Sat. Nov 23rd, 2024

Ghana must take “immediate steps” to end the shackling and inhumane treatment of people with real or perceived mental health conditions, Human Rights Watch has said, a practice that continues despite legislation against it.

“Chaining people with psychosocial disabilities in prayer camps and healing centres is a form of torture,” Shantha Rau Barriga, the disability rights director at Human Rights Watch, said in a statement on Thursday.

The global rights body said that 10 years after the adoption of a Mental Health Act establishing that people with psychosocial disabilities should not be subjected to inhumane treatment, the government was not doing enough to ensure implementation.

Based on research the group has done since 2011, it found that families often take people with mental health conditions to faith-based or traditional healers because of widely held beliefs that psychosocial disabilities are caused by curses or evil spirits.
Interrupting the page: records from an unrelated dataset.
PR #4281, opened 2023-09-26
feat(sdk): added tests to std.Range

revitalbarletz:
## Checklist

- [ ] Tests added (always)


examples/tests/sdk_tests/std/range.test.w
```diff
@@ -1,2 +1,52 @@
...
+assert(std.Range.of(1,5,false).join() == "1,2,3,4");
+
+test "rangeOfWithoutLastNumber" {
+   assert(std.Range.of(1,5,false).join() == "1,2,3,4");
+}
+
+assert(std.Range.of(1,5).join() == "1,2,3,4");
+
+test "rangeOfWithoutLastNumberDefault" {
+   assert(std.Range.of(1,5).join() == "1,2,3,4");
```
WeepingClown13, line 19: perhaps an `assert(std.Range.of(x, y).join() == std.Range.of(x, y, false).join());` too? this could confirm that the default boolean does not get changed accidentally.

WeepingClown13 (approved):

WeepingClown13:
@revitalbarletz I modified the pr title ever so slightly to satisfy the linter.

examples/tests/sdk_tests/std/range.test.w
```diff
@@ -1,2 +1,52 @@
...
+assert(i==5);
+
+test "forWithRange" { 
+   let var i = 0;
+   for x in 0..5 { i+=1; }
+   assert(i==5);
+}
+
+let var n = 0;
+for x in 0..=5 { n+=1; }
```
tsuf239, line 45: maybe another assertion for each iteration step?

examples/tests/sdk_tests/std/range.test.w
```diff
@@ -1,2 +1,52 @@
...
+
+test "rangeOfWithoutLastNumberDefault" {
+   assert(std.Range.of(1,5).join() == "1,2,3,4");
+}
+
+assert(std.Range.of(-3,3,true).join() == "-3,-2,-1,0,1,2,3");
+
+test "rangeOfWithNegativeRange" {
+   assert(std.Range.of(-3,3,true).join() == "-3,-2,-1,0,1,2,3");
+}
```
tsuf239, line 26: Maybe one more with a negative range and false at the last argument? (as well as decreasing one with false at the last argument)

examples/tests/sdk_tests/std/range.test.w
revitalbarletz: Why do you think it is required? for loop should be increasing by 1, I am not testing the for loop here but the range.

tsuf239 (approved):

tsuf239:
> You could add a range with the same number: `std.Range.of(x, x)`

good idea actually

PR #4300, opened 2023-09-27
fix(compiler): incorrect variadic type/arity check

### LINKED ISSUE #3872: Passing array to variadic argument does not raise type checking error
### I tried this:

```js
bring cloud;

let b1 = new cloud.Bucket() as "b1";
let b2 = new cloud.Bucket() as "b2";
let b3 = new cloud.Bucket() as "b3";
let b4 = new cloud.Bucket() as "b4";
let b5 = new cloud.Bucket() as "b5";

queue.node.addDependency([b1, b2, b3, b4]);
```

### This happened:

No type checking error

### I expected this:

An error like `Expected type to be "num" but got "Array<num>"`

### Is there a workaround?

_No response_

### Component

Compiler

### Wing Version

0.25.14

### Node.js Version

18.14.1

### Platform(s)

MacOS

### Anything else?

_No response_

### Community Notes

Lancear:
- Merged the 2 arity checks to always provide the full diagnostics
- Positional arity check seemed to have the correct min args, the other had variadic for example required
- The arg count for functions with variadic params was not based on the actual args -> always passes the check
- There were 2 loops for checking the variadic args, but
  - 1 passed the same type for actual and expected
  - 1 checked the types with the first variadic arg as the expected type instead of the parameter type
- Added support for optional in collection_item_type as optional variadics seem to be allowed (cloud.Queue.push)
  - Since variadics can be empty as well, I don't really understand why we have optional variadics though
- Switched the variadic args type check to validate_type to also allow sub types like everywhere else
- Added more detailed error messages for arity check
- Renamed arg variables that were from the function signature to param

Fixes #3872

## Checklist

- [x] Tests added (always)


.gitignore
```diff
@@ -28,3 +28,5 @@ target/
 
 # turbo
 .turbo/
+
+esbuild-kit
```
MarkMcCulloh, line 32: Is this needed?

libs/wingc/src/type_check.rs
```diff
@@ -2512,32 +2503,23 @@ impl<'a> TypeChecker<'a> {
...
+		let arg_count = (non_variadic_len)
+			+ (if variadic_index.is_some() && arg_list.pos_args.len() > non_variadic_len {
+				1
+			} else {
+				0
+			}) + (if arg_list.named_args.is_empty() { 0 } else { 1 });
+
 		if arg_count < min_args || arg_count > max_args {
 			let err_text = if min_args == max_args {
 				format!("Expected {} arguments but got {}", min_args, arg_count)
```
MarkMcCulloh, line 2525: I know you didn't change this part, but the case of `Expected 1 arguments` is very noticeable now :)

```suggestion
				format!("Expected {} argument(s) but got {}", min_args, arg_count)
```

.gitignore
Lancear: It keeps getting auto-generated when I build. Asked in dev if someone knows more about it. I'm on windows using wsl.

libs/wingc/src/type_check.rs
Lancear: true, nice catch!

tools/hangar/__snapshots__/invalid.ts.snap
```diff
@@ -365,11 +365,11 @@ Duration <DURATION>"
 `;
 
 exports[`bring_non_std_construct.test.w 1`] = `
-"error: Expected 1 positional argument(s) but got 0
+"error: Expected between 1 and 2 arguments but got 0
   --> ../../../examples/tests/invalid/bring_non_std_construct.test.w:8:1
   |
 8 | new cdktf.S3Backend();
-  | ^^^^^^^^^^^^^^^^^^^^^ Expected 1 positional argument(s) but got 0
+  | ^^^^^^^^^^^^^^^^^^^^^ Expected between 1 and 2 arguments but got 0
```
yoav-steinberg, line 372: The new error message here seems a bit misleading to me. We actually expect either 2 pos argument or 1 pos argument N named argument fitting `S3BackendConfig`'s fields.
Granted, the old message was misleading too.

Lancear: What would be a better error message in such a case? Maybe we can use a different message depending on whether the last param is a struct?

.gitignore
Lancear: not needed, just some issue in my setup. fixed. removing it now

tools/hangar/__snapshots__/invalid.ts.snap
Chriscbr: How does this work in more complex cases? Suppose there are multiple named arguments:

```js
struct ComputeOptions {
  opt1: str;
  opt2: str;
  opt3: str?;
  opt4: str?;
}

let compute = (arg1: num, arg2: num, opts: ComputeOptions) => {
  // implementation
};
compute(123); // error (a)
compute(123, 456, opt2: "yes", opt1: "purple"); // ok!
```

What should the error be at (a)? The message we have today feels sort of incomplete:
`Expected 2 positional argument(s) but got 1`

One option we could consider is to provide the user a full list of the names of all missing arguments:
`Missing 1 positional argument ("arg2") and 2 named arguments ("opt1", "opt2")`
or
`Expected 2 positional arguments and 2 named arguments, but only received 1 positional argument`

Just brainstorming some ideas 😄 

----

BTW - in the future it should be possible to add "hints" to errors, so e.g. we could suggest what the correct syntax look like:

```
hint: I expected the function call to look like
    compute(arg1, arg2, opt1: exp1, opt2: exp2)
```

Lancear: Updated the error to give more details about variadic and named arguments. Also checking that not both a positional arg and named args are given for the last parameter. I like the idea of the hint but not sure if it belongs in this pr as the original goal was to fix variadic type checks and arity check and thats more related to named args and more of a nice addition than a fix.

examples/tests/invalid/function_call_variadic_min_arity.test.w
```diff
@@ -0,0 +1,7 @@
+bring cloud;
+
```
yoav-steinberg, line 2: no need to bring :cloud: 
```suggestion
```

examples/tests/valid/function_call_variadic_max_arity.test.w
```diff
@@ -0,0 +1,7 @@
+bring cloud;
+
```
yoav-steinberg, line 2: no need to bring :cloud: 
```suggestion
```

examples/tests/valid/function_call_variadic_max_arity.test.w
```diff
@@ -0,0 +1,7 @@
...
+let func = (n: num, b: bool, ...events: Array<Json>) => {
+  log("hello");
+};
+
+func(1, true, "a", "b", "c", "d"); // variadic args should count as 1 in arity check
```
yoav-steinberg, line 7: Since this is a valid test, lets actually verify it works
```suggestion
let func = (n: num, b: bool, ...events: Array<Json>) => {
  assert(events.at(-1) == "d");
};

func(1, true, "a", "b", "c", "d"); // variadic args should count as 1 in arity check
```

examples/tests/valid/function_call_variadic_sub_types.test.w
```diff
@@ -0,0 +1,9 @@
+bring cloud;
+
```
yoav-steinberg, line 2: no need to bring :cloud: 
```suggestion
```

examples/tests/valid/function_call_variadic_sub_types.test.w
```diff
@@ -0,0 +1,9 @@
...
+let func = (...events: Array<Json>) => {
+  log("hello");
+};
+
+let jsonStr = Json "str";
+
+func("str", jsonStr); // variadic args should allow sub types
```
yoav-steinberg, line 9: I'm not sure this is a case of "subtyping", isn't it our json implicit casting, @MarkMcCulloh ?
Just in case we can also test this with a actual class inheritance.

examples/tests/valid/function_call_variadic_sub_types.test.w
```diff
@@ -0,0 +1,9 @@
+bring cloud;
+
+let func = (...events: Array<Json>) => {
+  log("hello");
```
yoav-steinberg, line 4: lets add an assert here, cause why not?
```suggestion
  assert(events.at(0) == "str");
  assert(events.at(1) == "str");
```

libs/wingc/src/type_check.rs
```diff
@@ -2502,115 +2504,84 @@ impl<'a> TypeChecker<'a> {
...
+			if is_last_arg_struct {
+				let last_arg_type = last_arg.unwrap().typeref.maybe_unwrap_option();
+				self.validate_structural_type(&arg_list_types.named_args, &last_arg_type, call_span);
+			} else {
 				self.spanned_error(call_span, "No named arguments expected");
-				return Some(self.types.error());
-			}
-
-			self.validate_structural_type(&arg_list_types.named_args, &last_arg, call_span);
+			};
```
yoav-steinberg, line 2517: i think
```suggestion
			}
```

libs/wingc/src/type_check.rs
yoav-steinberg, line 1: A few questions
1. Where do we validate that the passed named args are of correct type to the corresponding struct fields? Do we have a test for this?
2. I couldn't find tests for the following error cases, which seem to be handled by the code:
  * "Expected {} positional argument(s) or named arguments for the last parameter but got {}"
  * "Expected {} positional argument(s) or named arguments for the last parameter + variadic args but got {}"
  * "Expected between {} and {} positional arguments but got {}"
  * "Expected between {} and {} positional arguments or named arguments for the last parameter + variadic args but got {}"
  * "Expected between {} and {} positional arguments + variadic args but got {}"

Lancear: 1. thats done within validate_structural_type which is called at the top of the function. Did not change that. I think I saw tests for it.
2. can add them. not sure if variadic + named args is possible though. just added it in case.

examples/tests/valid/function_call_variadic_sub_types.test.w
MarkMcCulloh: Yeah json and str (and other primitives) do not have a subtype relationship

libs/wingc/src/type_check.rs
yoav-steinberg: great, thanks, please try add what's missing (if there's something missing).

examples/tests/invalid/function_call_arity.test.w
```diff
@@ -0,0 +1,39 @@
...
+
+namedFunc(); // Expected {} positional arguments or named arguments for the last parameter but got {}
+
+let namedOptionalParamsFunc = (n: num, b: bool, s: str?, opts: Options) => {};
+
+namedOptionalParamsFunc(3); // Expected between {} and {} positional arguments or named arguments for the last parameter but got {}
+
+
+// variadic and named args cannot be combined atm
+let invalidCombinationFunc = (n: num, b: bool, ...variadic: Array<str>, opts: Options) => {};
```
yoav-steinberg, line 34: just to be clear this :point_up: give an error even without trying to call it?
`invalidCombinationFunc(1,2,"hi", prefix: "x", priority: 0);`

yoav-steinberg (approved):
looks good, thanks

examples/tests/invalid/function_call_arity.test.w
Lancear: yes as we have checks for variadics only allowed as the last parameter

Lancear:
Checking the following issue now, it seems to not recognize this function as being variadic 🤔 

```
FAIL  src/test_corpus/valid/function_variadic_arguments.test.w.test.ts > wing compile -t tf-aws
hangar:test: AssertionError:
hangar:test: error: Expected 0 positional argument(s) but got 1
hangar:test:    --> /home/lance/wing/examples/tests/valid/function_variadic_arguments.test.w:60:33
hangar:test:    |
hangar:test: 60 | subTypeFunc(new A("this is A"), new B("this is B")); // variadic args should allow sub types
hangar:test:    |                                 ^^^^^^^^^^^^^^^^^^ Expected 0 positional argument(s) but got 1
```

examples/tests/invalid/function_call_arity.test.w
Lancear: we dont seem to have that for the named args for structs, thats why i added a call for it

PR #4302, opened 2023-09-27
chore: improved benchmark reporting and gating

### LINKED ISSUE #428: Continuous Profiling
Added https://github.com/winglang/wing/pull/2139, some followups are needed:

- [ ] Vitest as a benchmarking platform adds too much overhead and has some sort of leak which increases time for each iteration of a benchmark. This makes it nearly unusable. We should move forward with a shell-based benchmarked like [hyperfine](https://github.com/sharkdp/hyperfine) instead.
- [ ] We need a way to compare benchmark runs and output the results

MarkMcCulloh:
Fixes #428

- In CI, the benchmarking will fail if any of the benches are slower than main by a percentage threshold
  - This threshold is currently set to a stupid number (50%). I'd like to ease it down to find the sweet spot over time
- Benchmarks should hopefully be more reliable
  - Running more iterations
  - Added a small sleep between each run, noticed that process handled leaked for a short time in-between cycles
  - (Note) None of the above effects the final runtime of CI since it still runs faster than hangar
- Added a comment to the PR with bench results and comparisons to main
  - This only happens for PRs from this repo (for now)
- Locally, compare to your last run
- Added a bench to get the version from the CLI
  - kinda works as a nice baseline

After this merges, I think it would be valuable to use the `wing -V` result as a baseline to determine if the threshold is being breached. Right now the variation of runs is still pretty bad. The last option left would be to get dedicated machines for benchmarks.


tools/hangar/src/benchmarking/table_report.ts
MarkMcCulloh, line 1: This file was moved from scripts/benchmark_json_to_table.mjs.

Other than switching it to typescript, it has barely changed.

tools/hangar/src/benchmarking/compare.ts
```diff
@@ -0,0 +1,135 @@
...
+      Math.round((newMean - oldMean) * 100) / 100;
+    differences[itemName].meanPercentDiff =
+      Math.round(((newMean - oldMean) / oldMean) * 10000) / 100;
+  }
+
+  const formatNumber = (num: number | typeof NaN | undefined, unit: string) => {
+    if (num === undefined || isNaN(num)) {
+      return "...";
+    }
+    return num.toFixed(2) + unit;
```
staycoolcall911, line 75: It applies to all the measurements we finally print to the table: I think we can keep it at ms, no reason for 1/100 of ms precision.

staycoolcall911 (commented):
We've been expecting this! Great!!

tools/hangar/src/benchmarking/compare.ts
MarkMcCulloh: Ok I changed ms to be rounded, but I kept 1 decimal of precision of the % (to prevent it from saying 0% change)

staycoolcall911 (approved):
LGTM

.github/workflows/build.yml
```diff
@@ -25,6 +25,7 @@ env:
   CARGO_TERM_COLOR: always
   TURBO_TOKEN: ${{ secrets.TURBO_TOKEN }}
   TURBO_TEAM: ${{ vars.TURBO_TEAM }}
+  SAME_REPO_PR: ${{ github.event_name == 'pull_request' && github.event.pull_request.head.repo.full_name == github.repository }}
```
Chriscbr, line 28:
```suggestion
  IS_SAME_REPO_PR: ${{ github.event_name == 'pull_request' && github.event.pull_request.head.repo.full_name == github.repository }}
```

Chriscbr (approved):
Nice work! A few non-blocking comments:

- Is showing all of the samples a bit verbose? (maybe we can just link to the build logs if someone wants to see the exact numbers)
- `totalTime` feels redundant (it's just `mean` * # of samples). Maybe we could show `variance` / `stdDev` instead
- Can we include plus/minus signs (+/-) in the `Change` column to signal whether the changes were increases or decreases?  Bonus points we can highlight them as green or red for easier-at-a-glance readability
- Super nit: move benchmark Wing files to `examples/tests/benchmarks` to make them easier to discover. (If benchmarking errors in CI, that should fail the build, so I'm not sure if they also need to be ran by the hangar)
- Can we add a section to the contributing guide about how to run the benchmarks locally (if it's possible)?

MarkMcCulloh:
> Super nit: move benchmark Wing files to examples/tests/benchmarks to make them easier to discover. (If benchmarking errors in CI, that should fail the build, so I'm not sure if they also need to be ran by the hangar)

Addressed all of the feedback except this. Having the benchmarks as a subset of `valid` is useful because it's shared node_modules with the rest of them. Also, I can see a usecase to have invalid benchmarks at some point.

Issue #4134, opened 2023-09-10
cloudwatch log groups should define retention period


skorfmann:
### I tried this:

Create and destroy any resource which will create log groups implicitly (e.g. a `cloud.Function`)

### This happened:

![Screenshot 2023-09-10 at 14 01 54](https://github.com/winglang/wing/assets/136789/a4e2c97f-6525-4612-822e-b36fdc61f403)

Log groups are created with `infinity` as retention period.

### I expected this:

Log groups to define a retention period of e.g. 7 days (any value will do).

### Component

SDK

### Wing Version

0.29.6

### Node.js Version

20.6.0

### Anything else?

tf cloudwatch logs can set a [skip destroy](https://registry.terraform.io/providers/hashicorp/aws/latest/docs/resources/cloudwatch_log_group#skip_destroy), so that these will be kept around. Would probably be nice if there was an option if that's desired or not, but that's another issue.

### Community Notes

* Please vote by adding a 👍 reaction to the issue to help us prioritize.
* If you are interested to work on this issue, please leave a comment.

Chriscbr:
I think this issue may need some more discussion. I'm not sure if the change in #4303 to add `logRetentionDays` as an option in `cloud.Function` is the right design for the Wing Cloud Library, at least for now. We have a tenet that APIs for resources should be focused on functional behavior:

> Our APIs are designed around the functional aspects that developers care about for building and testing their applications. Implementations of resources in the SDK are guaranteed to be scalable, highly-available, and fault tolerant by default, so that developers do not need to customize security policies or scaling configuration within their application code. Operational aspects of resources should not leak into the core API surface area, except when they are essential to the functional behavior of the resource and the user's mental model. For example, while the timeout of a serverless function can be considered an operational detail, it is essential to the user's mental model of functions as an ephemeral, stateless resource that should not be used for long-running or stateful workloads. [[1]](https://www.winglang.io/contributing/rfcs/2023-01-20-wingsdk-spec#design-guidelines)

The duration a function's logs are stored for doesn't affect its functional behavior, nor the user's mental model of the resource, so it doesn't feel right to include it as part of our public API.

I think the better design here would be to set the default log retention to 30 days, and if it's needed, the user (or organization or platform team) can override the target-specific implementation of the resource through compiler plugins, [escape hatches](https://github.com/winglang/wing/issues/4161), or [platform providers](https://github.com/winglang/wing/issues/3620).

tsuf239:
[...]

PR #4303, opened 2023-09-27
fix(sdk): set log retention for cloud.Function (tf-aws and awscdk)

exoego:
Part of https://github.com/winglang/wing/issues/4134

Added `logRetentionDays` property to `cloud.Function`.
It is implemented for tf-aws and awscdk.

I skipped tf-gcp and tf-azure since the ticket does not mention and other cloud provider appears to have default retention:
- Cloud Logging: 30 days 
- Azure Monitor Application Insights: 90 days

## Checklist

- [x] Tests added (always)


libs/wingsdk/src/target-awscdk/function.ts
```diff
@@ -36,6 +36,13 @@ export class Function extends cloud.Function implements IAwsFunction {
     // bundled code is guaranteed to be in a fresh directory
     const bundle = createBundle(this.entrypoint);
 
+    const logRetentionDays =
+      props.logRetentionDays === undefined
+        ? 30
+        : props.logRetentionDays < 0
+        ? undefined // Negative value means Infinite retention
```
tsuf239, line 43: Shouldn't we allow this as well? (what if a wing user does want infinite retention?)

tsuf239 (commented):
Is it possible add a wing test? (is there a way maybe an HTTP call to verify this property was set?)

tsuf239:
also, when I think of it now, maybe it will be good to add a "global" log retention value (let's say I want to set any of my resources to 1 week retention period), which probably should be in a different PR 
@skorfmann WDYT?

libs/wingsdk/src/target-awscdk/function.ts
exoego: Yes, it should allow infinite retention.
If a user specifies a negative value (e.g. `-1`), `logRetentionDays` will be `undefined`, which means infinite retention in CloudWatch.

tsuf239: oh I see now, nice!

exoego:
@tsuf239 Rebased into the main

tsuf239 (approved):
Nice!
image

PR #4314, opened 2023-09-27
fix(sdk): aws queue client does not delete popped messages

flyingImer:
## Checklist

- [X] Tests added (always)


libs/wingsdk/src/shared-aws/queue.inflight.ts
```diff
@@ -54,14 +55,25 @@ export class QueueClient implements IQueueClient {
...
-    const data = await this.client.send(command);
+    const data = await this.client.send(receiveCommand);
     if (!data.Messages) {
       return undefined;
     }
-    return data.Messages[0].Body;
+
+    const message = data.Messages[0];
+
+    if (message.ReceiptHandle) {
```
Chriscbr, line 69: What does it mean if there's no receipt handle on the received message / we can't delete it? (curious if it should be an error of some kind, or if we should log something...)

Chriscbr (approved):
LGTM

In the future I wonder if we should rework the Queue API to give the user a bit more control -- e.g. `pop` could return you a `Task` object that can be deleted from the queue with `task.complete()`

libs/wingsdk/src/shared-aws/queue.inflight.ts
```diff
@@ -54,14 +55,25 @@ export class QueueClient implements IQueueClient {
   }
 
   public async pop(): Promise<string | undefined> {
```
tsuf239, line 57: Was it tested on aws?

tsuf239 (approved):
Tests are passing!
image

libs/wingsdk/src/shared-aws/queue.inflight.ts
flyingImer: yes, marked it as WIP to update the sdk test, it's in now

flyingImer:
> LGTM
> 
> In the future I wonder if we should rework the Queue API to give the user a bit more control -- e.g. `pop` could return you a `Task` object that can be deleted from the queue with `task.complete()`

I actually had a couple of POCs on that track, but ended up dropping them. I *think* the current queue API is closer to the classic data structure interface, so I pivoted to match the simulator behavior.

However, I definitely agree with you on the user control story, especially after seeing messages like "queue is not FIFO" in the code base. Queue API might need to re-position itself a bit between classic queue surface and its characteristic of being distributed in the cloud.

libs/wingsdk/src/shared-aws/queue.inflight.ts
flyingImer: Actually, let me log it to start with

Chriscbr:
Ran the queue tests again, all passed 👍

Chriscbr (approved):

PR #4326, opened 2023-09-28
feat(compiler)!: remove `$` from string interpolations

yoav-steinberg:
use `"hello {name}"` instead of `"hello ${name}"`
Motivation: One less char to type, more ergonomic and the `$` char had no practical use. Prefixing a `$` seems like a leftover from languages that used `$` as a var prefix (bash/php/php...). In our context we're using an **expression** inside the string interpolation so we need a start and end token (the curly braces) but anything else seems redundant.

Cons:
 * If you're coming from JS world a bit less familiar, but this can also be treated as a pro since we're trying to remove stuff from JS that never made sense anyway.
 * This means that string representation of a JS objects and OpenAPI url paths need to be escaped/changed:
```wing
// now:
Json.parse("\{ \"a\": 1 }");
// was:
Json.parse("{ \"a\": 1 }");

// Update to cloud.Api: we use express js like syntax to specify params, so we don't need to escape the curly brackets
// now:
api.get("/users/:name", handler);
// was:
api.get("/users/{name}", handler);
```

## Checklist

- [x] Tests added (always)


eladb (approved):

examples/tests/sdk_tests/api/path_vars.test.w
```diff
@@ -20,14 +20,14 @@ let handler_two = inflight (req: cloud.ApiRequest): cloud.ApiResponse => {
...
 };
 
-api.get("/users/{name}", handler);
-api.get("/path/{name}", handler);
-api.get("/users/permission/{name}", handler);
-api.get("/path/{name}/{age}", handler_two);
+api.get("/users/\{name}", handler);
+api.get("/path/\{name}", handler);
+api.get("/users/permission/\{name}", handler);
+api.get("/path/\{name}/\{age}", handler_two);
```
yoav-steinberg, line 26: Note we now need to escape these. WDYT?

Chriscbr: Hypothetically we could address this by choosing a different syntax for the API resource: 
```js
api.get("/users/:name", handler);
api.get("/path/:name", handler);
api.get("/users/permission/:name", handler);
api.get("/path/:name/:age", handler_two);
```

yoav-steinberg: I think we're aiming to be OpenAPI compatible so any change to API path syntax will break that.
Another thing we can do is have a raw string syntax for these cases:
`r"I'm a raw string with no escaping so this \ and { can be used freely inside me"`
`r"/path/{var}"`

docs/docs/03-language-reference.md
MarkMcCulloh, line 1: There are many more `.md` files that reference ${}, but only this one is changed in the PR

examples/tests/sdk_tests/api/path_vars.test.w
MarkMcCulloh: I think needing to escape these is a dealbreaker. I'm cool with `r""` although typing an extra letter doesn't feel so nice.

MarkMcCulloh (changes requested):

examples/tests/sdk_tests/api/path_vars.test.w
eladb: Fuck

eladb: After second thought, I think we should consider @Chriscbr's idea to use the ":foo" syntax.

We want to be OpenAPI compatible, but that doesn't imply our route syntax must be the same. We can convert it to openapi downstream. No?

MarkMcCulloh: `:` is a valid character in URLs so I don't think we can get away with that one. Sadly, most useful characters are either valid URLs or otherwise reserved (like `%`, `#`, `[`, `]`)

Chriscbr: > `:` is a valid character in URLs so I don't think we can get away with that one.

I'm guessing this shouldn't be an issue since this is the syntax used in ExpressJS, right? If you want to represent the character `:` verbatim, I'm guessing you can escape it with `::` or something similar.

----

If the `:variable_name` syntax doesn't look Wingy, another alternative is to use angle brackets (it looks like this the syntax used by Python's [Flask](https://flask.palletsprojects.com/en/3.0.x/quickstart/) and [Django](https://docs.djangoproject.com/en/4.2/topics/http/urls/) frameworks).

```js
api.get("/users/<name>", handler);
api.get("/path/<name>", handler);
api.get("/users/permission/<name>", handler);
api.get("/path/<name>/<age>", handler_two);
```

I don't have a preference between the syntaxes. thoughts? @MarkMcCulloh @yoav-steinberg @eladb

ainvoner: I think needing to escape `{` won't be intuitive to Winglang users.

eladb: I vote for the ":field" syntax for api routes.

eladb (approved):

eladb:
@yoav-steinberg lets get this over the finish line.

We need to change cloud.API to use the `:foo` syntax

ekeren:
When we originally did the `api.get("/users/{name}", handler);` I was asking why not doing it express js style `api.get("/users/:name", handler);` and was answered by @eladb  that this is how the [openapi style](https://swagger.io/docs/specification/describing-parameters/) and we should stick to it. 

That answer made sense to me... 

Having said that, I don't have a strong objection against changing it to expressjs style

staycoolcall911:
I guess that concludes the discussion @yoav-steinberg - you can proceed and get that merged in.

eladb:
> was answered by @eladb that this is how the [openapi style(https://swagger.io/docs/specification/describing-parameters/) and we should stick to it.

I reserve the right to change my mind. If I balance the tradeoff between these two decisions, I prefer that we change to `:param`.

eladb (approved):

examples/tests/sdk_tests/api/path_vars.test.w
yoav-steinberg: done

tools/hangar/__snapshots__/test_corpus/valid/for_loop.test.w_compile_tf-aws.md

In previous reports, the group said shackled people often suffer from post-traumatic stress, malnutrition, infections, nerve damage, muscular atrophy and cardiovascular problems.

Between November 28 to 30, HRW researchers visited five prayer camps and traditional healing centres in the eastern and central regions of Ghana and interviewed more than 50 people, the group said.

In all the locations visited, people were chained or confined in small cages, “in some cases for more than seven months”.

HRW said the researchers found “more than 60 people chained or caged, including some children”.

Men with chains on their feet
Two men are held by a chain around their ankles at a prayer centre in eastern Ghana [Shantha Rau Barriga/Human Rights Watch]

At one herbal centre in Senya Beraku, 22 men were found closely detained in a dark, stifling room, all of them with chains, no longer than half a metre, around their ankles. “They are forced to urinate and defecate in a small bucket passed around the room. Despite the sweltering conditions, they are only allowed to bathe every two weeks,” HRW said.

“Please help us,” one man reportedly told the researchers, “we have a human right to freedom.”

The group said it witnessed serious human rights abuses in all locations visited, including a lack of adequate food, unsanitary conditions, lack of hygiene, lack of freedom of movement, and one case of repeated sexual violence.

“In all five camps, people were held against their will in what amounts to indefinite detention,” the group also said.

According to Ghana’s Mental Health Act (PDF), people with psychosocial disabilities “shall not be subjected to torture, cruelty, forced labour and any other inhuman treatment,” including shackling. Still, HRW’s Barriga said: “Despite Ghana’s ban on chaining, the government has failed to ensure that people with psychosocial disabilities no longer live under such inhumane conditions.”

Speaking to the AFP news agency, Tina Gifty Mensah, Ghana’s deputy minister of health, said the government was not happy about the practice of shackling and detaining people.

“Obviously, it’s an act the constitution of Ghana frowns upon and the government and other stakeholders have also done a lot by way of education to sensitise people about it,” Mensah told AFP.

“We’ll look at the Human Rights Watch report, and the appropriate agencies will do what must be done to address this development.”